- cross-posted to:
- programming@programming.dev
- cross-posted to:
- programming@programming.dev
As a security and DevOps engineer, HTMX has been such a pain in my butt lately.
Something are broken? -> Web devs blame WAF -> Me debugs and researches for hours when I has better stuff to do -> Finally me: WAF is fine. Is your broken JavaScript. Wut do? -> Web devs: Not know, write in HTMX, JS is abstracted, now we fix. -> 15 minutes later web devs: We fix! We do basic thing wrong! Now learn something new about HTMX. -> Me: Great. Thanks so much for that.
I really struggle to see where HATEOAS can be used. Obviously not for machine to machine uses as others have pointed out. But even for humans it would lead to terrible interfaces.
If the state of the resource changes such that the allowable actions available on that resource change (for example, if the account goes into overdraft) then the HTML response would change to show the new set of actions available.
So if I’m in overdraft, some actions are not available? Which means they are not shown at all? How can a user easily know that there are things they could do, it it wasn’t for the fact that they are in a specific state? Instead of having disabled buttons and menus, with help text explaining why they are not usable, we just hide them? That can’t be right, can it? So how do we actually deliver a useable UX using HATEOAS?

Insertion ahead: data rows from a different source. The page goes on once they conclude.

PR #2174, opened 2025-02-09
App Submission: cobalt

dennysubke:
# App Submission

### cobalt
...

### Icon
logo
...

### Gallery images

...

### I have tested my app on:
- [x] umbrelOS on Linux VM


dennysubke:
Hey @nmfretz 

Just for your information: The developers of Cobalt didn't provide a Docker image with UI support, so I built one myself. The app is truly amazing, and I’d love to see this PR merged. 🚀

Thanks for reviewing!

cobalt/docker-compose.yml
```diff
@@ -0,0 +1,22 @@
...
+    restart: on-failure
+    user: "1000:1000"
+    ports:
+      - 0.0.0.0:9000:9000
+    environment:
+      API_URL: "http://umbrel.local:9000/"
+      API_AUTH_REQUIRED: 0
+      DURATION_LIMIT: 86400
+    volumes:
+      - ${APP_DATA_DIR}/data/cookies:/cookies.json
```
al-lac, line 22: This would mount to a directory called `cookies.json' which would not work. From what I have seen in the documentation, this file would need to be pre-filled with tokens for various sites. I would leave this out for now.
```suggestion
```

cobalt/umbrel-app.yml
```diff
@@ -0,0 +1,36 @@
...
+  cobalt is a powerful and intuitive media downloader built to simplify the process of saving your favorite content from the web. Designed for users who want to enjoy their media without the interruptions of ads, trackers, or paywalls, cobalt offers a streamlined experience. Whether you're downloading videos, music, images, or other types of media, cobalt acts as a proxy that fetches content directly from its source, ensuring a fast and seamless process.
+
+
+  What sets cobalt apart is its commitment to user privacy and freedom. The tool doesn’t cache content, so you’re always downloading directly from the original source. It also avoids unnecessary distractions, like ads or third-party interference, letting you enjoy a cleaner, faster, and more reliable media retrieval process.
+
+
+  cobalt is ideal for anyone who values simplicity and control over their media downloads. With its easy-to-use interface and efficient functionality, you can quickly retrieve and store content without the usual hassle. Whether you’re an enthusiast collecting media or someone simply trying to access content without restrictions, cobalt makes it easy to download what you love, whenever you want.
```
al-lac, line 15: Add single quotes instead.
```suggestion
  What sets cobalt apart is its commitment to user privacy and freedom. The tool doesn't cache content, so you're always downloading directly from the original source. It also avoids unnecessary distractions, like ads or third-party interference, letting you enjoy a cleaner, faster, and more reliable media retrieval process.


  cobalt is ideal for anyone who values simplicity and control over their media downloads. With its easy-to-use interface and efficient functionality, you can quickly retrieve and store content without the usual hassle. Whether you're an enthusiast collecting media or someone simply trying to access content without restrictions, cobalt makes it easy to download what you love, whenever you want.
```

cobalt/umbrel-app.yml
```diff
@@ -0,0 +1,36 @@
+manifestVersion: 1
+id: cobalt
+name: cobalt
```
al-lac, line 3: Would name it with an uppercase `C` for consistency.
```suggestion
name: Cobalt
```

cobalt/umbrel-app.yml
```diff
@@ -0,0 +1,36 @@
...
+tagline: A media downloader that doesn't piss you off
```
al-lac, line 4: Use the tagline from their repo.
```suggestion
tagline: Best way to save what you love
```

cobalt/docker-compose.yml
```diff
@@ -0,0 +1,22 @@
...
+
+services:
+  app_proxy:
+    environment:
+      APP_HOST: cobalt_web_1
+      APP_PORT: 9001
+      PROXY_AUTH_ADD: "false"
+  web:
+    image: dennysubke/cobalt:10.6@sha256:870110e7002b7080adc81f9cee5357ab784adba81385a7b51663a7c1e92030cd
+    init: true
```
al-lac, line 11: I don't think `init` is needed here.
```suggestion

```

al-lac (changes requested):
Hey @dennysubke! Another great submission! :octocat: 

Added some points that should be changed. Also I think you can remove the directory as the cookies.json would not make a lot of sense now.

Tested it without it and everything worked just fine.

cobalt/umbrel-app.yml
dennysubke: Hey, thanks for the suggestion! I kept it lowercase because cobalt officially uses that styling. 

Umbrel already has several apps that follow their own naming conventions, like autobrr, code-server, nolooking, ntfy, noStrudel, tautulli und usocial. So I think it makes sense to stay consistent with the app's original branding. 

Let me know what you think! 😊

cobalt/umbrel-app.yml
dennysubke: I knew it wouldn't go through! 😂

dennysubke:
> Hey @dennysubke! Another great submission! :octocat:
> 
> Added some points that should be changed. Also I think you can remove the directory as the cookies.json would not make a lot of sense now.
> 
> Tested it without it and everything worked just fine.

All changes have been made now! Thanks again for your help and feedback! 😊

cobalt/umbrel-app.yml
al-lac: True that, lets leave it like this then!

cobalt/umbrel-app.yml
nmfretz: ahaha

nmfretz:
Excellent, thanks @dennysubke. Great initiative creating the image 👌. And thanks for reviewing @al-lac. 

I've changed the API to the nearest free port (`9013`). We'll make the equivalent change in the gallery image. Great idea including the important config instruction as a gallery asset.

Something to consider: how do you feel about moving the note about the processing server config higher in the app description? This way it's not hidden until the user clicks "read more" in the app store. If the user doesn't set this then they'll be using cobalt's server instead which may not be clear to the average user.

If we don't want a ⚠️ symbol to be the first thing shown in the app description we could just use a settings cog ⚙️ or tool icon 🛠️ instead. Something like:

> ⚙️ In order use your own cobalt instance, go to settings > instances > and toggle "use a custom processing server". Add http://umbrel.local:9013 as your server.

dennysubke:
> Excellent, thanks @dennysubke. Great initiative creating the image 👌. And thanks for reviewing @al-lac.
> 
> I've changed the API to the nearest free port (`9013`). We'll make the equivalent change in the gallery image. Great idea including the important config instruction as a gallery asset.
> 
> Something to consider: how do you feel about moving the note about the processing server config higher in the app description? This way it's not hidden until the user clicks "read more" in the app store. If the user doesn't set this then they'll be using cobalt's server instead which may not be clear to the average user.
> 
> If we don't want a ⚠️ symbol to be the first thing shown in the app description we could just use a settings cog ⚙️ or tool icon 🛠️ instead. Something like:
> 
> > ⚙️ In order use your own cobalt instance, go to settings > instances > and toggle "use a custom processing server". Add http://umbrel.local:9013 as your server.

Thanks for the feedback and suggestions @nmfretz! I agree with moving the note higher in the app description to make it more visible. Also, I think using a settings icon ⚙️ instead of the ⚠️ symbol is a great idea for a cleaner look. I've made the necessary adjustments.

nmfretz:
Thanks again @dennysubke. I'm sending this live now with 4 of the gallery assets and then will add the 5th one with port 9013 instead of 9000 soon.

image

dennysubke:
> Thanks again @dennysubke. I'm sending this live now with 4 of the gallery assets and then will add the 5th one with port 9013 instead of 9000 soon.
> 
> image
> 

Thanks @nmfretz! Do you want me to take care of adding the 5th gallery asset with port 9013, or do you already have it covered?

al-lac:
@dennysubke can you also look into updating the container of this app? :-)

al-lac:
@dennysubke pinging once again, latest version would be `10.9.3`

Could not find a changelog though, would probably need to be created by looking at the recent commits.

dennysubke:
Moin @al-lac!

Thanks for the reminder! I've gone ahead and updated the container to version 10.9.4 and opened a PR for it. Let me know if anything needs to be adjusted! 💪🏻

dennysubke:
Hey @johnstrong1 

That’s a good idea! 👍🏻 

I’ll look into it and see how best to implement it. Maybe I can get it done with the next update.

Or is it just meant for “exploration”, and real clients would not rely on the returned links? But how is that better than actual docs telling you the same but much more clearly ?

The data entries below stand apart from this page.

PR #2218, opened 2025-02-17
App Submission: Kimai

al-lac:
# App Submission

Kimai

### 256x256 SVG icon
https://github.com/kimai/images/blob/main/kimai_logo_transparent.svg

### Gallery images
https://www.kimai.org/images/screenshots/screenshot-dashboard.webp
https://www.kimai.org/images/screenshots/screenshot-reporting.webp

### I have tested my app on:
- [ ] umbrelOS on Linux VM

### DIFF
--- a/kimai/docker-compose.yml
+++ b/kimai/docker-compose.yml
@@ -17,7 +17,7 @@ services:
     environment:
       ADMINMAIL: umbrel@umbrel.local
       # cannot use $APP_PASSWORD here, as the maximum allowed length is 60 characters
-      ADMINPASS: kimaiumbrel
+      ADMINPASS: changeme
       DATABASE_URL: "mysql://kimaiuser:${APP_PASSWORD}@kimai_db_1/kimai?charset=utf8mb4&serverVersion=8.3.0"
     restart: on-failure
     depends_on:
--- a/kimai/docker-compose.yml
+++ b/kimai/docker-compose.yml
@@ -1,0 +1,42 @@
+version: "3.7"
+
+services:
+  app_proxy:
+    environment:
+      APP_HOST: kimai_app_1
+      APP_PORT: 8001
+      PROXY_AUTH_ADD: "false"
+
+  app:
+    # currently does not work properly rootless
+    #user: "1000:1000"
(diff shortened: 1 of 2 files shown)


nmfretz:
Perfect submission @al-lac 🫡. Let's get gallery assets prepared.

### A thought on the default credentials

I like your solution here of warning the user right in the app description to change the password.

```yaml
 # cannot use $APP_PASSWORD here, as the maximum allowed length is 60 characters
 ADMINPASS: kimaiumbrel
```

> ⚠️ To get started, log in with the provided default credentials. Make sure to change the default admin password before exposing your instance to the internet.

We could also consider these, but totally not necessary:

1) Keep your same description but just change the password to `changeme` so it is even more obvious to someone that they should change it.

2) If instead we want a unique, secure password by default where we don't rely on the user changing it we could export one from an `export.sh` file. We could take advantage of [derive_entropy](https://github.com/getumbrel/umbrel/blob/86f452c8e4abc97b18b8787ea5302565a382399c/packages/umbreld/source/modules/apps/legacy-compat/app-script#L128-L147) and do something like:

```sh
export APP_KIMAI_PASSWORD=$(derive_entropy "${app_entropy_identifier}-KIMAI_PASSWORD" | head -c32)
```

What do you feel is best to go with?

al-lac:
@nmfretz ah yeah I really like the second option! 

How would we be able to show this value in the default credentials then?

nmfretz:
> @nmfretz ah yeah I really like the second option!
>
>How would we be able to show this value in the default credentials then?

Ah shit, we wouldn't be able to! I didn't think that through properly. Sorry about that.

Shall we change it to `changeme` then so it's very obvious that it should be changed?

al-lac:
@nmfretz damn what a shame. A feature for generating secrets and other values that can easily be used in the compose files and shown on the web ui would be really nice to have!

Done. Should we also put the password notice higher on the description?

nmfretz:
@al-lac going live 🎉

image

> @nmfretz damn what a shame. A feature for generating secrets and other values that can easily be used in the compose files and shown on the web ui would be really nice to have!

Totally agree.

> Done. Should we also put the password notice higher on the description?

I think what you've done here is great, since (at least for now) this will primarily be used without exposing to the the internet. It's an easy change to make later if you want to place the warning higher in the description.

Opinionated summary: Developers saw REST, picked the good parts and ignored the rest (no pun intended). They still called it REST, for lack of a better word, even though things like HATEOAS were overkill for most of the applications.

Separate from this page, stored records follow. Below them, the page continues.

PR #3969, opened 2025-11-06
App Submission: Twenty Eight

duckaxe:
# App Submission

### Twenty Eight

Bitcoin Node versions 29 and 30 are great apps, but they use a lot of RAM (6-8 GB) on my RasPi4. This is problematic for devices with limited RAM (4-8 GB). _Twenty Eight_ attempts to solve this problem.

_Twenty Eight_ is a lightweight Bitcoin node pointing to Bitcoin Core v28.1. This version is renowned for its low RAM usage of approximately 1 GB. The Bitcoin node is optimized to operate efficiently on devices with limited memory, making it an ideal choice for users with older or less powerful hardware.

This leads to greater decentralization, as a higher number of devices can act as active Bitcoin nodes.

### 256x256 SVG icon
icon

...

### Gallery images
gallery_1

gallery_2

...

### I have tested my app on:
- [x] umbrelOS on Linux VM

### DIFF
--- a/bitcoin-28/docker-compose.yml
+++ b/bitcoin-28/docker-compose.yml
@@ -43,7 +43,7 @@ services:
     image: getumbrel/bitcoind:v28.1@sha256:c565266ea302c9ab2fc490f04ff14e584210cde3d0d991b8309157e5dfae9e8d
     user: "1000:1000"
     command: "${APP_BITCOIN_28_COMMAND}"
-    restart: unless-stopped
+    restart: on-failure
     stop_grace_period: 15m30s
     volumes:
       - "${APP_BITCOIN_28_DATA_DIR}:/data/.bitcoin"


nmfretz:
Hey @duckaxe, sorry for the delay in getting to this! Really dig the app name of `Twenty Eight` and the idea behind lower RAM usage.

Unfortunately we can't accept this one to the official app store purely for security reasons. Obviously though, it could still be installed by users via a Community App Store.

**Security:**
The issue is that this app is locked to Bitcoin Core v28.1, with the idea being to never upgrade to 28.2, 28.3, or anything later for RAM reasons. Even though the 28.x branch is currently still eligible for critical security backports (that window ends when v31 ships), those fixes only land in newer point releases like 28.2 / 28.3 etc. Because your app pins users to 28.1 forever, users will never get those critical patches even while the branch is technically still supported. And then after v31 is released the 28 branch wouldn't get any critical fixes at all. Here's the maintenance schedule for Core releases: https://bitcoincore.org/en/lifecycle/. You can see that 28.x is already out of maintenance phase and will soon be end-of-life.

On top of that, Bitcoin Core’s disclosure policy (Antoine Poinsot’s announcement: https://groups.google.com/g/bitcoindev/c/Q2ZGit2wF7w) keeps medium- and high-severity bugs secret until 2 weeks after the last affected version reaches EOL. So imagine that a medium/high bug was fixed in v30 (October 2025) that is present in v28. v29 is in maintenance so likely gets the fix as a point release, but v28 may not. That makes v28.x the last supported version still affected, so the bug details only become public 2 weeks after v28.x goes EOL  when v31 ships (~late April 2026). Anyone permanently locked on v28.1 right now therefore runs that undisclosed, remotely exploitable bug without an upgrade path.

**RAM:**
A recent update to umbrelOS in v1.5 should help with RAM a lot. There's now a zram swap for ram compression: https://github.com/getumbrel/umbrel/commit/dade727827bb738a3fca65c5818843aca4f2ca99

So 8GB Pi's on umbrelOS 1.5 should get about 12GBa ddressable memory.

Currently, the Bitcoin Nodes I'm running are consuming about 2-3 GB:

image

duckaxe:
Thank you for your detailed response. I agree with you regarding security. Will try latest Bitcoin Node on my Raspi4. 

PR closed.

Maybe I’m wildly misunderstanding something, not helped by the fact that I work very little with Web technologies, but…
So, in a RESTful system, you should be able to enter the system through a single URL and, from that point on, all navigation and actions taken within the system should be entirely provided through self-describing hypermedia: through links and forms in HTML, for example. Beyond the entry point, in a proper RESTful system, the API client shouldn’t need any additional information about your API.
This is the source of the incredible flexibility of RESTful systems: since all responses are self describing and encode all the currently available actions available there is no need to worry about, for example, versioning your API! In fact, you don’t even need to document it!
If things change, the hypermedia responses change, and that’s it.
It’s an incredibly flexible and innovative concept for building distributed systems.
Does that mean only humans can interact with a REST system? But then it doesn’t really deserve the qualifier of “application programming interface”.
The author actually agrees with this take, and even links to this post making it explicit: https://intercoolerjs.org/2016/05/08/hatoeas-is-for-humans.html
It feels like he’s trying to say something like Swagger should always be required. One of the things about SOAP for example was that it always had a self-generating WSDL that you could consume to get everything. There were quite a few REST endpoints that were missing this when first developed.
But I do agree that “forms” and “html” are quite the opposite of an API.
Well I’m not missing the point then, that’s good to know :)
Okay - will start calling things REST2.